【News】 Nishikawa, the head of LDP’s TPP panel, had talks with the U.S. agribusiness companies (July 16, 2014)


Takanori Okabe  – Washington

Koya Nishikawa, chairman of the ruling Liberal Democratic Party’s committee on
the Trans-Pacific Partnership free-trade talks, who is in America to negotiate TPP, had talks on July 14 with executives of agribusiness and food-related firms like the world’s largest grain company Cargill. Nishikawa urged the United States to concede as well as asked for their understanding of Japanese claims to protect the sensitive agricultural products.

Nishikawa(right) and others with Cargill vice president Boughner (left) (July 14, Washington)

Nishikawa(right) and others with Cargill vice president Boughner (left) (July 14, Washington)

Nishikawa had talks successively with Cargill vice president Devry Boughner, Tyson Foods vice president Charles Penry, and Tami Overby, vice president of the U.S. Chamber of Commerce.  Each of them has great influence on U.S. Government and Congress.  Hiroshi Moriyama, vice chairman of the LDP’s committee dealing with agricultural trade, also attended the meeting and explained the policy that Japan would continue negotiation based on the Diet resolution and the LDP’s campaign promises which call for protection of the sensitive agricultural products.

“The U.S. is not suffering any loss under the current tariff system.
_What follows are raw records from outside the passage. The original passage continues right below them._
PR #807, opened 2020-04-19
Adds 'popper scaffold' test 

vipulchhabra99:
The popper scaffold test has been updated using click unit testing.

### DIFF
--- a/cli/test/test_scaffold.py
+++ b/cli/test/test_scaffold.py
@@ -25,21 +25,25 @@ class TestScaffold(PopperTest):
 
         wf = Workflow.new(file_loc)
         self.assertDictEqual(wf.steps, {
-        	'1': {
-        		'uses': 'popperized/bin/sh@master',
-        		'args': ['ls'],
-        		'name': '1',
-        		'next': {'2'}},
-        	'2': {
-        		'uses': 'docker://alpine:3.11',
-        		'args': ['ls'],
-        		'name': '2',
-        		'needs': ['1']}})
+            '1': {
+                'uses': 'popperized/bin/sh@master',
+                'args': ['ls'],
+                        'name': '1',
+                        'next': {'2'}},
+            '2': {
+                'uses': 'docker://alpine:3.11',
+                'args': ['ls'],
+                'name': '2',
+                        'needs': ['1']}})
 
         with self.assertLogs('popper') as test_logger:
 
             result = runner.invoke(run.cli, ['-f', file_loc])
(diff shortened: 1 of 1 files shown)


cli/test/test_scaffold.py
```diff
@@ -0,0 +1,29 @@
...
+import os
+
+
+class TestScaffold(PopperTest):
+
+    def test_scaffold(self):
+
+        repo = self.mk_repo()
+        runner = CliRunner()
+        file_loc = repo.working_dir+'/wf.yml'
```
ivotron, line 17: `mk_repo` creates a git repo. In this case, we don't really need one, so we can instead use `tempfile`:

```python
wf_dir = tempfile.mkdtemp()
file_loc = f'{wf_dir}/wf.yml'
```

BTW, we can use f-strings here as well as shown above, in order to keep it consistent with the rest of the codebase

cli/test/test_scaffold.py
```diff
@@ -0,0 +1,29 @@
...
+
+        result = runner.invoke(scaffold.cli, ['-f', file_loc])
+
+        self.assertEqual(result.exit_code, 0)
+        self.assertTrue(os.path.isfile(file_loc))
```
ivotron, line 22: we can also check the content of the file to ensure that scaffolding did what it should. To do this, we can create a `Workflow` object from the file, and then compare it as shown [here](https://github.com/systemslab/popper/blob/master/cli/test/test_parser.py#L246).

cli/test/test_scaffold.py
```diff
@@ -0,0 +1,29 @@
...
+
+        with self.assertLogs('popper') as test_logger:
+
+            result = runner.invoke(run.cli, ['-f', file_loc])
+            self.assertEqual(result.exit_code, 0)
+
+        self.assertTrue(len(test_logger.output))
```
ivotron, line 29: this should be indented within the `with` statement, as the `test_logger` variable is only valid in this scope

ivotron: we can also inspect the content of the output to ensure that it ran as it should

vipulchhabra99: Can I inspect the number of steps it ran because the other output is very lengthy?

ivotron: yeah, that works fine. we only need to solve the pep8 issues that might arise

vipulchhabra99: Updated.

ivotron:

PR #808, opened 2020-04-19
Kubernetes Runner

edeediong:


cli/test/test_runner_kubernetes.py
```diff
@@ -0,0 +1,58 @@
...
+class TestKubernetesDockerRunner(unittest.TestCase):
+    def setUp(self):
+        log.setLevel('CRITICAL')
+
+    @unittest.skipIf(
+        os.environ['ENGINE'] != 'docker' or os.environ['RESMAN'] != 'kubernetes',
+        'ENGINE != docker or RESMAN != kubernetes')
+    def test_docker_basic_run(self):
+        repo = testutils.mk_repo()
+        conf = PopperConfig(workspace_dir=repo.working_dir)
```
ivotron, line 22: thanks a lot again @edeediong for working on this, really appreciate it! 

In order to instruct popper to use the kubernetes runner, we can need to add `resman_name='kubernetes'` to these arguments.

edeediong: Alright sure!

cli/test/test_runner_kubernetes.py
```diff
@@ -0,0 +1,58 @@
+import os
+import unittest
+
+import utils as testutils
```
ivotron, line 4: also, I forgot to mention, this module disappeared in one of our recent changes to `master`

cli/test/test_runner_kubernetes.py
```diff
@@ -0,0 +1,58 @@
...
+
+from popper.config import PopperConfig
+from popper.parser import YMLWorkflow
+from popper.runner import WorkflowRunner
+
+from popper.cli import log as log
+
+
+class TestKubernetesDockerRunner(unittest.TestCase):
```
ivotron, line 13: there is a `PopperTest` that we can derive from that has the `mk_repo` function as a member. Take a look at how this is done [here](https://github.com/systemslab/popper/blob/master/cli/test/test_runner_host.py#L19).

cli/test/test_runner_kubernetes.py
```diff
@@ -0,0 +1,58 @@
...
+    def setUp(self):
+        log.setLevel('CRITICAL')
+
+    @unittest.skipIf(
+        os.environ['ENGINE'] != 'docker' or os.environ['RESMAN'] != 'kubernetes',
+        'ENGINE != docker or RESMAN != kubernetes')
+    def test_docker_basic_run(self):
+        repo = testutils.mk_repo()
```
ivotron, line 21: once we derive from `PopperTest`, then this would become `self.mk_repo()`

edeediong: Done

cli/test/test_runner_kubernetes.py
edeediong: Done

cli/test/test_runner_kubernetes.py
edeediong: Noted

cli/test/test_runner_kubernetes.py
edeediong: done

edeediong: If I add `resman_name='kubernetes'` to `PopperConfig` as a parameter, it sorta breaks the codebase.

PR #810, opened 2020-04-22
Adds 'dot' test

vipulchhabra99:


cli/test/test_cmddot.py
```diff
@@ -0,0 +1,43 @@
...
+class TestDot(PopperTest):
+
+    def test_dot(self):
+
+        wf_dir = tempfile.mkdtemp()
+        runner = CliRunner()
+        git.Git(wf_dir).clone(
+            "https://github.com/popperized/github-actions-demo.git")
+
+        workflow_loc = f'{wf_dir}/github-actions-demo/.github/main.workflow'
```
JayjeetAtGithub, line 23: May we can change the name to `workflow_path`.

vipulchhabra99: Yes sure

JayjeetAtGithub:
Since the whole point of adding python tests is removing the bash script tests, we can take this opportunity to keep removing the files for which we are adding unit tests. Like this one and scaffold may be.
What do you think?

vipulchhabra99:
> Since the whole point of adding python tests is removing the bash script tests, we can take this opportunity to keep removing the files for which we are adding unit tests. Like this one and scaffold may be.
> What do you think?

Yes sure, it would be nice to remove them and have better clean codebase.

JayjeetAtGithub:
> > Since the whole point of adding python tests is removing the bash script tests, we can take this opportunity to keep removing the files for which we are adding unit tests. Like this one and scaffold may be.
> > What do you think?
> 
> Yes sure, it would be nice to remove them and have better clean codebase.

Perfect

JayjeetAtGithub:
@ivotron  @vipulchhabra99 LGTM

PR #813, opened 2020-04-25
Tests for 'Substitution' flag added

vipulchhabra99:


ivotron:
thanks @vipulchhabra99 ! And apologies for the confusion. This is already tested in https://github.com/systemslab/popper/blob/master/cli/test/test_parser.py#L387

Issue #811, opened 2020-04-22
cli: add short versions of quiet and debug flag


JayjeetAtGithub:
Since `--quiet` and `--debug` are one of the frequently used flags of the [`popper run`](https://github.com/systemslab/popper/blob/master/cli/popper/commands/cmd_run.py) command, we can add support for short forms of them also like `-q` and `-d` respectively just like in the `--wfile` or `--engine` flags.

ivotron:
solved in 414f76ea728fa9f2ab688752e2a517536846d407

PR #814, opened 2020-04-25
add shorter flag for quiet and debug

michiboo:
cli: add short versions of quiet and debug flag #811


JayjeetAtGithub:
@michiboo Nice work ! Thanks a lot.

Issue #809, opened 2020-04-22
cli: fail with proper error message workflow file if workflow file is empty


JayjeetAtGithub:
Let's take an empty file, `wf.yml`. On doing,

```bash
touch wf.yml
popper run -f wf.yml
```

we get a long and verbose stacktrace like this,

```bash
Traceback (most recent call last):
  File "/Users/jayjeetchakraborty/mac-venv/bin/popper", line 8, in <module>
    sys.exit(cli())
  File "/Users/jayjeetchakraborty/mac-venv/lib/python3.7/site-packages/click/core.py", line 764, in __call__
    return self.main(*args, **kwargs)
  File "/Users/jayjeetchakraborty/mac-venv/lib/python3.7/site-packages/click/core.py", line 717, in main
    rv = self.invoke(ctx)
  File "/Users/jayjeetchakraborty/mac-venv/lib/python3.7/site-packages/click/core.py", line 1137, in invoke
    return _process_result(sub_ctx.command.invoke(sub_ctx))
  File "/Users/jayjeetchakraborty/mac-venv/lib/python3.7/site-packages/click/core.py", line 956, in invoke
    return ctx.invoke(self.callback, **ctx.params)
  File "/Users/jayjeetchakraborty/mac-venv/lib/python3.7/site-packages/click/core.py", line 555, in invoke
    return callback(*args, **kwargs)
  File "/Users/jayjeetchakraborty/mac-venv/lib/python3.7/site-packages/click/decorators.py", line 64, in new_func
    return ctx.invoke(f, obj, *args, **kwargs)
  File "/Users/jayjeetchakraborty/mac-venv/lib/python3.7/site-packages/click/core.py", line 555, in invoke
    return callback(*args, **kwargs)
  File "/Users/jayjeetchakraborty/mac-venv/lib/python3.7/site-packages/popper/commands/cmd_run.py", line 164, in cli
    include_step_dependencies=with_dependencies)
  File "/Users/jayjeetchakraborty/mac-venv/lib/python3.7/site-packages/popper/parser.py", line 112, in new
    wf = YMLWorkflow(file)
  File "/Users/jayjeetchakraborty/mac-venv/lib/python3.7/site-packages/popper/parser.py", line 555, in __init__
    self.wf_list = yaml.safe_load(fp)['steps']
TypeError: 'NoneType' object is not subscriptable
```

Now, imported rice and wheat from the U.S. are well treated,” Nishikawa insisted in a series of talks.  Nishikawa indicated if completely free competition was put into effect as a result of TPP negotiations, it was possible that U.S. products would lose to Vietnamese rice or Australian beef in price competition, and also lose competitiveness in the Japanese market.

Moreover, Moriyama pointed out U.S. agricultural organizations were insisting Japan should be excluded from TPP negotiations, and opinion advertisements criticizing Japan were set up at subway stations in the city of Washington.  Moriyama expressed a sense of regret saying “These are sad situations for an alley.”

However, U.S. firms and groups all emphasized the viewpoint that the negotiations wouldn’t come to an agreement without Japanese concessions, and also stressed the TPP’s general principle aiming at high-level trade liberalization.

Nishikawa and others will also have talks on July 15 with U.S. Trade Representative Michael Froman and seek his understanding of Japanese claims.